I noticed when I woke up this day. I got prepared for work as usual, but when I exited my apartment, I got a phone call. There was no one on the other end of it. I screamed into the phone and hear my voice echo through the hallway, at least that what I wanted to believe. What I heard was the feedback of my voice through the other end. I hung up the phone and take the stairs to avoid being on the elevator. That's when I heard it. A steady rhythm that followed my every movement.

Thump.

Thump.

Thump.


The sound brought back memories of my ex, his loud boots, the way he dragged his feet slightly after every step. I hated that noise because I knew what had to happen next. I knew the sound of his boots and those were his boots.

They didn't stop. With every step I took, I could hear his behind me. I didn't turn around, I didn't want him to know I was scared, I couldn't let him have that. I walked around the block, I didn't want him to come to my workplace. If something was going to happen, I didn't want my job at risk. He followed me every step of the way, picking up the pace with me.

Thum-Thump.

Thum-Thump.

Thum-Thump.


I ended up having to call off work. I could still hear him, tapping his boots off in the distance. Taunting me, trying to scare me, but I couldn't be defeated so easily.

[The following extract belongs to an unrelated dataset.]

PR #12972, opened 2025-02-05
Fix various product headings in the Registry

rileykarson:
Saw a wall of BackupDR datasources (filed https://github.com/hashicorp/terraform-provider-google/issues/21261 to mitigate in the future) and did a pass of product names to fix caps / spacing / other minor issues.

I try to get him off my tail. I go to the park, but even in the wide-open park, he still followed. I decide to ride the bus, he can't follow me onto a bus right? Well, he did. It didn't make sense, I looked around for him but I couldn't see him. The tapping of his feet only increased.

Thum-Thum-Thump

Thum-Thum-Thump


He had followed me all day. It was night when I finally got fed up with it. I turned around and yell at the darkness he hid in, "WHAT DO YOU WANT! LEAVE ME THE HELL ALONE!" It only angered him more. He starts tapping more and more. I had to lose him. I run through allies, he runs with me. I hide behind cars but I guess he did too. The only way to stop him is to confront him, so I do.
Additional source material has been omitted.